JOÃO DA PEDRA PRETA
Homem de temperamento forte e atos inteligentes, conseguiu escrever sua história, que guardamos com carinho em nossas lembranças
João Alves Torres Filho, conhecido como Joãozinho da Goméia, nasceu em 1914 na cidade de Inhambupe, interior da Bahia, predestinado a ser um astro. No final de sua adolescência já tinha seu terreiro e filhos-de-santo. Não era considerado pela elite dos candomblés baianos como um sacerdote sério e de legitimidade.
Contavam que sua iniciação não condizia com os mesmo padrões dos ritos da religião e alguns o taxaram como pai-de-santo charlatão, que usurpou o título para se promover.
Mas nada disso abalava o jovem Babalorixá, que também tinha seus defensores: - "Se estivesse vivo ninguém ousaria falar na sua cara", diziam.
Fundou seu primeiro terreiro no bairro de São Caetano, na Rua Goméia, na Bahia, a qual deu origem ao nome popular do seu axé. Depois de algum tempo fundou o seu segundo terreiro no bairro de Copacabana, Duque de Caxias, baixada fluminense do Rio de Janeiro.

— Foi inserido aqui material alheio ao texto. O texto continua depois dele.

PR #1274, opened 2023-02-12
solution

imariash86:
[DEMO LINK](https://imariash86.github.io/react_movies-list-add-form/)

### DIFF
--- a/src/App.tsx
+++ b/src/App.tsx
@@ -1,16 +1,22 @@
+import { useState } from 'react';
 import './App.scss';
 import { MoviesList } from './components/MoviesList';
 import { NewMovie } from './components/NewMovie';
 import moviesFromServer from './api/movies.json';
 
 export const App = () => {
+  const [visibleMovies, setVisibleMovies] = useState([...moviesFromServer]);
+
   return (
     <div className="page">
       <div className="page-content">
-        <MoviesList movies={moviesFromServer} />
+        <MoviesList movies={visibleMovies} />
       </div>
       <div className="sidebar">
-        <NewMovie /* onAdd={(movie) => {}} */ />
+        <NewMovie onAdd={(movie) => {
+          setVisibleMovies([...visibleMovies, movie]);
+        }}
+        />
       </div>
     </div>
   );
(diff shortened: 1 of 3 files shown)


src/components/NewMovie/NewMovie.tsx
```diff
@@ -1,45 +1,94 @@
...
+
+  const isValid = inputTitle && inputImage && inputUrl && inputId;
+
+  const movie = {
+    title: inputTitle,
+    description: inputDescription,
+    imgUrl: inputImage,
+    imdbUrl: inputUrl,
+    imdbId: inputId,
+  };
```
oleh-holovnykh, line 32: const movie is not needed until submit
maybe it would be better to declare a movie in `handleSubmit`

src/components/NewMovie/NewMovie.tsx
```diff
@@ -1,45 +1,94 @@
...
 
   return (
-    <form className="NewMovie" key={count}>
+    <form
+      className="NewMovie"
+      key={count}
+      onSubmit={(event) => {
+        handleSubmit(event);
+      }}
```
oleh-holovnykh, line 51: no extra wrap needed

```suggestion
      onSubmit={handleSubmit}
```

oleh-holovnykh (changes requested):
Good job!👍
There are few suggestions

imariash86:
> Good job!👍 There are few suggestions

thanks a lot for your suggestions, it's really reasonable:)

oleh-holovnykh (approved):
🔥

src/App.tsx
```diff
@@ -1,16 +1,28 @@
+import { useState } from 'react';
 import './App.scss';
 import { MoviesList } from './components/MoviesList';
 import { NewMovie } from './components/NewMovie';
 import moviesFromServer from './api/movies.json';
+import { Movie } from './types/Movie';
 
 export const App = () => {
+  const [visibleMovies, setVisibleMovies] = useState([...moviesFromServer]);
```
Anna-Tkachenko, line 9: you shouldn't make additional array copy while setting array as the initial value, it's redundant here
there is no cases, when we can mutate the properties in state (each useState call create a copy inside)

Anna-Tkachenko: and check variable name, will be better to name it simpler, just `movies`

Anna-Tkachenko (approved):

Durante as décadas de 50 e 60, sua meteórica ascensão incomodou muita gente. Descobriu a força da imprensa e se deixou levar. Foi diversas vezes capa da Revista Cruzeiro e sempre deu entrevistas picantes. Não concordava com muitas das grandes mães-de-santo da época, as quais achava ignorantes e intolerantes.
FILHOS DE SANTO
Teve muitos filhos-de-santo, os quais ainda hoje se orgulham de serem descendentes dessa raiz "Goméia". Muita gente importante freqüentava sua casa, como artistas e políticos e conta-se que os ex-presidentes Getúlio Vargas e Juscelino Kubitschek, foram seus clientes.
Ótimo bailarino, suas divindades manifestadas enchiam os olhos de seus convidados de um belo espetáculo.
Filho de Oxossi e Yansã, tinha um caboclo chamado Pedra-preta, que era uma entidade muito boa e até hoje é lembrado e cultuado pela sua família de santo.
Polêmico, sempre teve muita coragem. Vestia-se de mulher no carnaval e alisava os cabelos, fatos esses que escandalizavam os bastidores da religião.
Mas seu maior feito foi levar o Candomblé para as sociedades, ajudando a popularizar e diminuir o preconceito que existia. Contribuiu para que a religião fosse vista de modo diferente para os leigos, levando assim uma grande massa a fazer parte do culto. Apesar de toda a represália em cima do seu nome, não deixou de viver e ser feliz, ajudando os outros a serem também. Sua fama se igualou à da mãe Menininha do Gantois, a qual ele respeitava muito. Sua morte precoce, em 1971, deixou um grande vazio que o astro ocupou.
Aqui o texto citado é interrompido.